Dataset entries
Segment Open

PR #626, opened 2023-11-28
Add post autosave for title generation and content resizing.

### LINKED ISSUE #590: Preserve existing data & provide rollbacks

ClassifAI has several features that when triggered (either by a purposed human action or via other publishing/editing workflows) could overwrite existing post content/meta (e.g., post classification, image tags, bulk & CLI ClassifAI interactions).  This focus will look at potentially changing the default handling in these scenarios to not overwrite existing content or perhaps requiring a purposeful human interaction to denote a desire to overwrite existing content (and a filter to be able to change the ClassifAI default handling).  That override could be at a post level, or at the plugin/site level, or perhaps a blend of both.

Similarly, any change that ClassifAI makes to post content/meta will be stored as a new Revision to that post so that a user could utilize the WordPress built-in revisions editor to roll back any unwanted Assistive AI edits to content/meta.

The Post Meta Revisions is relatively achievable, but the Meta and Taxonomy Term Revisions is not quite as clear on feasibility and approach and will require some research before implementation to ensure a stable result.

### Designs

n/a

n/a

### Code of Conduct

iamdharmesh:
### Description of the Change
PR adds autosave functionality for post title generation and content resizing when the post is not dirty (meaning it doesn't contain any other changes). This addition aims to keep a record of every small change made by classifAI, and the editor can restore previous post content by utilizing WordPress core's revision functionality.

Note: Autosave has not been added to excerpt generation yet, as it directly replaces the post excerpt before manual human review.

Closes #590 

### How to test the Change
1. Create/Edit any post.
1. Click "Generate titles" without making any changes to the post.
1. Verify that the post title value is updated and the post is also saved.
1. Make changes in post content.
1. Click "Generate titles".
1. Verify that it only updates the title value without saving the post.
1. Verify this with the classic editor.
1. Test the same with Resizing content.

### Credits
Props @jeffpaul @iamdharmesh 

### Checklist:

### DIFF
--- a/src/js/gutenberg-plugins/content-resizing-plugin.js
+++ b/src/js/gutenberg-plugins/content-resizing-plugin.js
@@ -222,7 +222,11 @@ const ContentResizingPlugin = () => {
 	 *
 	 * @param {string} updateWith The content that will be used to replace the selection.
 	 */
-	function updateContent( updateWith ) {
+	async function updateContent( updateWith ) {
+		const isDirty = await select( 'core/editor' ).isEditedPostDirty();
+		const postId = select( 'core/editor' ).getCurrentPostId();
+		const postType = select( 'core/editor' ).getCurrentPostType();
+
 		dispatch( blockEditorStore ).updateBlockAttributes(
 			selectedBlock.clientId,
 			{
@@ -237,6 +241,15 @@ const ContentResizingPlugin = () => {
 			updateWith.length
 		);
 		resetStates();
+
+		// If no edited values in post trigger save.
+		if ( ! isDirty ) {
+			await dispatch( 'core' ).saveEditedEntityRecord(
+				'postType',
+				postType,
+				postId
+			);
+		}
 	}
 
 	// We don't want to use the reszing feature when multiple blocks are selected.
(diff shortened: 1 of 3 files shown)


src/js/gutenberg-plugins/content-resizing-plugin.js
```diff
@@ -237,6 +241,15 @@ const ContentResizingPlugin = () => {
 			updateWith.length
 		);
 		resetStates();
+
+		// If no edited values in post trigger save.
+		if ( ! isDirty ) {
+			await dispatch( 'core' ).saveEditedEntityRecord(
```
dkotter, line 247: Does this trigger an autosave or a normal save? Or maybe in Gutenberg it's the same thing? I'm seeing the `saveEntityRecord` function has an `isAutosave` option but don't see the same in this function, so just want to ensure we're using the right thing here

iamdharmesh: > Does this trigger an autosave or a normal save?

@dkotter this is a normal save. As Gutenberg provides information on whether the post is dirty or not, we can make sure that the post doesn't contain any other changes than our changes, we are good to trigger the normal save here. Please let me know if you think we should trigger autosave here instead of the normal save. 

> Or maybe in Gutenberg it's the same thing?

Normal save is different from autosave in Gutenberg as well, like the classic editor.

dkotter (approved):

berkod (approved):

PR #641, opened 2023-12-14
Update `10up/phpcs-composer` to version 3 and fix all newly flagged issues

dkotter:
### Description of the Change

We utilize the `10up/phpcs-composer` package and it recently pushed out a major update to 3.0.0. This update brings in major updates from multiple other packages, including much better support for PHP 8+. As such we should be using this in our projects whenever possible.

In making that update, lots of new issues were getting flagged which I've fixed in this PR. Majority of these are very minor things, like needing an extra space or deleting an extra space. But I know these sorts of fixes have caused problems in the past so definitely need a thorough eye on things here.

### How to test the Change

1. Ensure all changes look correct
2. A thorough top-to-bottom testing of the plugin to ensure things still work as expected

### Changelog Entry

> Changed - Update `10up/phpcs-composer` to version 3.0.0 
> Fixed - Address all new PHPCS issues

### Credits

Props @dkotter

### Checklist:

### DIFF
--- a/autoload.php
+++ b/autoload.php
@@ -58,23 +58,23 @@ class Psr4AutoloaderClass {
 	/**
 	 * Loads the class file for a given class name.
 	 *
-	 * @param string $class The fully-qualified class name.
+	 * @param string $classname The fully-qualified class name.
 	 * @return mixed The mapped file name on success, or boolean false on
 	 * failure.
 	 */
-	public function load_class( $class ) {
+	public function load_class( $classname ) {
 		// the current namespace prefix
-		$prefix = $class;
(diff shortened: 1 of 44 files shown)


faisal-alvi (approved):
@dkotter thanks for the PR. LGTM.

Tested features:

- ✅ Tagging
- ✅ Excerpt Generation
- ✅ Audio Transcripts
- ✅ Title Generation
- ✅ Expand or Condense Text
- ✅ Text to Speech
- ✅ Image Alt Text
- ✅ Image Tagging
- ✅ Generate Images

Segment Closed

Up to and including the line with "1. Create/Edit any post.", write out the records above exactly, starting from their first line.

PR #626, opened 2023-11-28
Add post autosave for title generation and content resizing.

### LINKED ISSUE #590: Preserve existing data & provide rollbacks

ClassifAI has several features that when triggered (either by a purposed human action or via other publishing/editing workflows) could overwrite existing post content/meta (e.g., post classification, image tags, bulk & CLI ClassifAI interactions).  This focus will look at potentially changing the default handling in these scenarios to not overwrite existing content or perhaps requiring a purposeful human interaction to denote a desire to overwrite existing content (and a filter to be able to change the ClassifAI default handling).  That override could be at a post level, or at the plugin/site level, or perhaps a blend of both.

Similarly, any change that ClassifAI makes to post content/meta will be stored as a new Revision to that post so that a user could utilize the WordPress built-in revisions editor to roll back any unwanted Assistive AI edits to content/meta.

The Post Meta Revisions is relatively achievable, but the Meta and Taxonomy Term Revisions is not quite as clear on feasibility and approach and will require some research before implementation to ensure a stable result.

### Designs

n/a

n/a

### Code of Conduct

iamdharmesh:
### Description of the Change
PR adds autosave functionality for post title generation and content resizing when the post is not dirty (meaning it doesn't contain any other changes). This addition aims to keep a record of every small change made by classifAI, and the editor can restore previous post content by utilizing WordPress core's revision functionality.

Note: Autosave has not been added to excerpt generation yet, as it directly replaces the post excerpt before manual human review.

Closes #590 

### How to test the Change
1. Create/Edit any post.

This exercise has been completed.